PR #3950, opened 2025-11-08
Add Login Options to Dev Menu

wmathurin:
Matching the Android work: https://github.com/forcedotcom/SalesforceMobileSDK-Android/pull/2801

#### Overview
- Added a new button "Login Options" - only shown when on the login screen
- "Login Options" brings up an action sheet to configure the auth flow (toggles for web server flow, hybrid flow and supports welcome discovery), use of the static bootconfig or a dynamic bootconfig
- Also fixed dev info so it does not crash when invoked without a current user

#### Notes
- the code for the new screen was refactored out of AuthFlowTester into SalesforceSDKCore
- AuthFlowTester no longer does a "deferred" login
- Toggle for "supports welcome discovery" is new in this PR

LoginOptions

### DIFF
--- a/libs/SalesforceSDKCore/SalesforceSDKCoreTests/DomainDiscoveryCoordinatorTests.swift
+++ b/libs/SalesforceSDKCore/SalesforceSDKCoreTests/DomainDiscoveryCoordinatorTests.swift
@@ -25,7 +25,7 @@ final class DomainDiscoveryCoordinatorTests: XCTestCase {
         // Given
         let mockWebView = MockWKWebView()
         let coordinator = DomainDiscoveryCoordinator()
-        let credentials = OAuthCredentials(identifier: "test", clientId: "client123", encrypted: false)
+        let credentials = OAuthCredentials(identifier: "test", clientId: "client123", encrypted: false)!
         
         let expectedDomain = "foo.my.salesforce.com"
         let mockDomain = "https://\(expectedDomain)"
@@ -35,7 +35,7 @@ final class DomainDiscoveryCoordinatorTests: XCTestCase {
         mockWebView.simulatedCallbackURL = callbackURL
         
         // When
-        coordinator.runMyDomainsDiscovery(on: mockWebView, with: credentials!)
+        coordinator.runMyDomainsDiscovery(on: mockWebView, with: credentials)
         let results = coordinator.handle(action: mockWebView.mockAction!)
         
         // Then
@@ -47,14 +47,14 @@ final class DomainDiscoveryCoordinatorTests: XCTestCase {
         // Given
         let mockWebView = MockWKWebView()
         let coordinator = DomainDiscoveryCoordinator()
-        let credentials = OAuthCredentials(identifier: "test", clientId: "client123", encrypted: false)
+        let credentials = OAuthCredentials(identifier: "test", clientId: "client123", encrypted: false)!
         let expectedLoginHint = "testuser@example.com"
         let callbackURLString = "sfdc://discocallback?login_hint=\(expectedLoginHint.addingPercentEncoding(withAllowedCharacters: .urlQueryAllowed)!)"
         let callbackURL = URL(string: callbackURLString)!
         mockWebView.simulatedCallbackURL = callbackURL
         
         // When
-        coordinator.runMyDomainsDiscovery(on: mockWebView, with: credentials!)
+        coordinator.runMyDomainsDiscovery(on: mockWebView, with: credentials)
         let results = coordinator.handle(action: mockWebView.mockAction!)
         
         // Then
@@ -65,7 +65,7 @@ final class DomainDiscoveryCoordinatorTests: XCTestCase {
         // Given
         let mockWebView = MockWKWebView()
         let coordinator = DomainDiscoveryCoordinator()
-        let credentials = OAuthCredentials(identifier: "test", clientId: "client123", encrypted: false)
+        let credentials = OAuthCredentials(identifier: "test", clientId: "client123", encrypted: false)!
         let expectedDomain = "foo.my.salesforce.com"
         let mockDomain = "https://\(expectedDomain)"
         let callbackURLString = "sfdc://discocallback?my_domain=\(mockDomain.addingPercentEncoding(withAllowedCharacters: .urlQueryAllowed)!)"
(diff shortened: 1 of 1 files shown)


libs/SalesforceSDKCore/SalesforceSDKCore/Classes/Common/SalesforceSDKManager.m
```diff
@@ -471,25 +472,59 @@ - (NSString *)devInfoTitleString
...
-                 [presentedViewController presentViewController:keyValueStoreInspector animated:YES completion:nil];
-             }]
-    ];
+    NSMutableArray<SFSDKDevAction *> *actions = [NSMutableArray array];
+    SFUserAccountManager *userAccountManager = [SFUserAccountManager sharedInstance];
+    SFUserAccount *currentUser = userAccountManager.currentUser;
+    
+    // Check if we're showing the login screen
+    BOOL isShowingLogin = [presentedViewController isKindOfClass:[SFLoginViewController class]] ||
+                          [presentedViewController.presentingViewController isKindOfClass:[SFSDKAuthRootController class]];
```
wmathurin: Is there a cleaner way to do that?

wmathurin:
Also, I am not restarting the login flow so the new settings chosen in the action sheet won't be applied. I'll look at it on Monday.

wmathurin:
> Also, I am not restarting the login flow so the new settings chosen in the action sheet won't be applied. I'll look at it on Monday.

Done with https://github.com/forcedotcom/SalesforceMobileSDK-iOS/pull/3950/commits/0330aa98d65e23e11d5840ea639b2e02bf6d344f

libs/SalesforceSDKCore/SalesforceSDKCore/Classes/Common/SalesforceSDKManager.m
bbirman: Could potentially call isEnabled on the authWindow[ here](https://github.com/forcedotcom/SalesforceMobileSDK-iOS/blob/b812b4886c8e1bbfed68d95478aad6e80ab99791/libs/SalesforceSDKCore/SalesforceSDKCore/Classes/Views/SFSDKWindowManager.h#L92), but from a different issue I've been wanting to add an `autoCreate` param to that method so that it doesn't always create the window if one doesn't already exist (could be separate work)

wmathurin: For now we could only support showing login options with regular login. So I would remove line 481.
For advanced auth, I'm missing the code to restart the auth flow once login options have been changed (see https://github.com/forcedotcom/SalesforceMobileSDK-iOS/pull/3950/files#diff-1334e2942ea2928b6db7bca76fdebd960b717bc0463c404244b998a86ee08121R497).

wmathurin: Done here: https://github.com/forcedotcom/SalesforceMobileSDK-iOS/pull/3950/commits/a21a187107a0426e294df6adb61c29a5548cba80

libs/SalesforceSDKCore/SalesforceSDKCore/Classes/Common/SalesforceSDKManager.m
```diff
@@ -471,25 +471,77 @@ - (NSString *)devInfoTitleString
...
-             }]
-    ];
+    NSMutableArray<SFSDKDevAction *> *actions = [NSMutableArray array];
+    SFUserAccountManager *userAccountManager = [SFUserAccountManager sharedInstance];
+    SFUserAccount *currentUser = userAccountManager.currentUser;
+    
+    // Check if we're showing the login screen
+    BOOL isShowingLogin = [presentedViewController isKindOfClass:[SFLoginViewController class]];
+    // TODO uncomment to support advanced auth case (once we add code to restart auth in that case below)
+    // || [presentedViewController.presentingViewController isKindOfClass:[SFSDKAuthRootController class]];
```
brandonpage, line 481: Restarting Auth is included now, right?

wmathurin: Only if it's regular auth - for now I commented out the case it's advanced auth.

libs/SalesforceSDKCore/SalesforceSDKCore/Classes/Common/SalesforceSDKManager.m
```diff
@@ -471,25 +471,77 @@ - (NSString *)devInfoTitleString
...
+    
+    // Show dev info - always available
+    [actions addObject:[[SFSDKDevAction alloc]initWith:@"Show dev info" handler:^{
+        UIViewController *devInfo = [SFSDKDevInfoViewController makeViewController];
+        [presentedViewController presentViewController:devInfo animated:YES completion:nil];
+    }]];
+    
+    // Login Options - only show on login screen
+    if (isShowingLogin) {
```
brandonpage, line 490: NIT: Is there a reason to _only_ show it on the login screen?

libs/SalesforceSDKCore/SalesforceSDKCore/Classes/Common/SalesforceSDKManager.m
```diff
@@ -471,25 +471,77 @@ - (NSString *)devInfoTitleString
...
+                    }
+                    // TODO support advanced auth case
+                }];
+            }];
+            [presentedViewController presentViewController:configPicker animated:YES completion:nil];
+        }]];
+    }
+    
+    // Logout - only show if there's a current user and not on login screen
+    if (currentUser && !isShowingLogin) {
```
brandonpage, line 506: I was thinking about exactly this the other day.  Android doesn't take deferred auth into account, I need to also check for a user.

brandonpage:
@wmathurin Still reviewing, but isn't moving `NativeLoginManager` a SemVer issue?

libs/SalesforceSDKCore/SalesforceSDKCore/Classes/Common/SalesforceSDKManager.m
wmathurin: It's only useful if you do a login right after - and if you do a login (let's say after a logout or when adding a new user), then you will get a chance to bring up the screen when the login screen is shown. So it feels like login is the right time to show the login options screen. The oauth settings should be inspectable through dev infos at any time though.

= The problem =
Check each line of the material for "settings". Copy the ones that have it.

= Result of this exercise =
Also, I am not restarting the login flow so the new settings chosen in the action sheet won't be applied. I'll look at it on Monday.
> Also, I am not restarting the login flow so the new settings chosen in the action sheet won't be applied. I'll look at it on Monday.
wmathurin: It's only useful if you do a login right after - and if you do a login (let's say after a logout or when adding a new user), then you will get a chance to bring up the screen when the login screen is shown. So it feels like login is the right time to show the login options screen. The oauth settings should be inspectable through dev infos at any time though.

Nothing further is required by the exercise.